BEGIN

PR #304, opened 2015-07-18
[REEF-481] Make ClockTest predictable

bgchun:
This makes Clock tests more predictable by deleting removable Thread.sleep.

JIRA:
  [REEF-481](https://issues.apache.org/jira/browse/REEF-481)

### DIFF
--- a/lang/java/reef-wake/wake/src/test/java/org/apache/reef/wake/test/time/ClockTest.java
+++ b/lang/java/reef-wake/wake/src/test/java/org/apache/reef/wake/test/time/ClockTest.java
@@ -36,16 +36,18 @@ import java.util.ArrayList;
 import java.util.Collections;
 import java.util.List;
 import java.util.Random;
+import java.util.concurrent.CountDownLatch;
+import java.util.concurrent.TimeUnit;
 import java.util.logging.Level;
 
 public class ClockTest {
 
   private static RuntimeClock buildClock() throws Exception {
     final JavaConfigurationBuilder builder = Tang.Factory.getTang()
-        .newConfigurationBuilder();
+            .newConfigurationBuilder();
 
     final Injector injector = Tang.Factory.getTang()
-        .newInjector(builder.build());
+            .newInjector(builder.build());
 
     return injector.getInstance(RuntimeClock.class);
   }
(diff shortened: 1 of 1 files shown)


bgchun:
@dafrista Could you review this pull request?

lang/java/reef-wake/wake/src/test/java/org/apache/reef/wake/test/time/ClockTest.java
```diff
@@ -118,19 +124,22 @@ public void testMultipleCloseCalls() throws Exception {
...
     final ThreadPoolStage<Alarm> stage = new ThreadPoolStage<>(new EventHandler<Alarm>() {
       @Override
       public void onNext(final Alarm value) {
         clock.close();
+        eventCountLatch.countDown();
       }
     }, numThreads);
 
     try {
       for (int i = 0; i < numThreads; ++i)
```
dafrista: That's odd. This should be a checkstyle violation. @tcNickolas does checkstyle ignore tests? Or is this a checkstyle bug?

dafrista:
@bgchun I gave it a start, but I've run out of time for now. I'll finish later tonight, unless someone wants to preempt me.

lang/java/reef-wake/wake/src/test/java/org/apache/reef/wake/test/time/ClockTest.java
```diff
@@ -118,19 +124,22 @@ public void testMultipleCloseCalls() throws Exception {
...
         stage.onNext(null);
-      Thread.sleep(1000);
+      eventCountLatch.await(10, TimeUnit.SECONDS);
```
dafrista: If we wrap `assertTrue` on the latch, our test would make sure `clock.close()` doesn't hang.

dafrista:
@bgchun I left one comment. The rest looks good to me. My only other concern is that Windows CI is misbehaving.

lang/java/reef-wake/wake/src/test/java/org/apache/reef/wake/test/time/ClockTest.java
tcNickolas: Indeed this should've been caught by NeedBraces check. Let me look into this

tcNickolas: Good catch! By default Checkstyle ignores test source directories. Once I've enabled Checkstyle for test sources locally, it detected this violation (together with several hundreds of others). I've filed [REEF-487](https://issues.apache.org/jira/browse/REEF-487) for fixing this.

lang/java/reef-wake/wake/src/test/java/org/apache/reef/wake/test/time/ClockTest.java
bgchun: Could you elaborate the situation you're concerned about?

bgchun:
@dafrista I will test on my local windows VM. Windows CI have been not working properly, so the report's not trustworthy until we fix the CI problem.

lang/java/reef-wake/wake/src/test/java/org/apache/reef/wake/test/time/ClockTest.java
dafrista: I'm concerned about the case when the CountDownLatch times out. For the current test code, it's indistinguishable between (a) all three `clock.close()` calls complete, and (b) one or more stall (e.g., from a deadlock). If we wrap `assertTrue` the test would fail on (b) because await returns false.

dafrista:
@bgchun Thank you a local test sounds good.

lang/java/reef-wake/wake/src/test/java/org/apache/reef/wake/test/time/ClockTest.java
bgchun: Thanks for pointing that out. Wrapping `assertTrue` on the latch sounds good. I will update it.

bgchun:
@dafrista I've addressed your comment. The test passes on my local windows VM.

dafrista:
@bgchun Great. I will merge this.

PR #307, opened 2015-07-21
[REEF-440] Enforce checkstyle checks in "Naming" category

tcNickolas:
This addressed the issue by
  * marking misnamed fields/methods as deprecated
  * creating properly named fields/methods to duplicate the functionality of deprecated fields/methods
  * converting all checks in "Naming" category to error level

JIRA:
  [REEF-440](https://issues.apache.org/jira/browse/REEF-440)

### DIFF
--- a/lang/java/reef-bridge-java/src/main/java/org/apache/reef/javabridge/InteropLogger.java
+++ b/lang/java/reef-bridge-java/src/main/java/org/apache/reef/javabridge/InteropLogger.java
@@ -41,15 +41,13 @@ public class InteropLogger {
     levelHashMap.put(Level.ALL.intValue(), Level.ALL);
   }
 
-  public void Log(int intLevel, String message) {
+  public void log(int intLevel, String message) {
     if (levelHashMap.containsKey(intLevel)) {
       Level level = levelHashMap.get(intLevel);
       LOG.log(level, message);
     } else {
-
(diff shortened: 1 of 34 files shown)


lang/java/reef-bridge-java/src/main/java/org/apache/reef/javabridge/InteropLogger.java
```diff
@@ -41,15 +41,22 @@
     levelHashMap.put(Level.ALL.intValue(), Level.ALL);
   }
 
-  public void Log(int intLevel, String message) {
```
tcNickolas: Looks like this method is used in cpp code too 
F:\incubator-reef\lang\cs\Org.Apache.REEF.Bridge\InteropLogger.cpp
{{_jmidLog = env->GetMethodID(_jclassInteropLogger, "Log", "(ILjava/lang/String;)V");}}
So we should rename it there too instead of deprecation path, same as for other bridge methods, right?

END

*Your instructions:*
Look through the material above for the string "bgchun" and copy each line that has it.

*Output of the task:*
bgchun:
bgchun:
@bgchun I gave it a start, but I've run out of time for now. I'll finish later tonight, unless someone wants to preempt me.
@bgchun I left one comment. The rest looks good to me. My only other concern is that Windows CI is misbehaving.
bgchun: Could you elaborate the situation you're concerned about?
bgchun:
@bgchun Thank you a local test sounds good.
bgchun: Thanks for pointing that out. Wrapping `assertTrue` on the latch sounds good. I will update it.
bgchun:
@bgchun Great. I will merge this.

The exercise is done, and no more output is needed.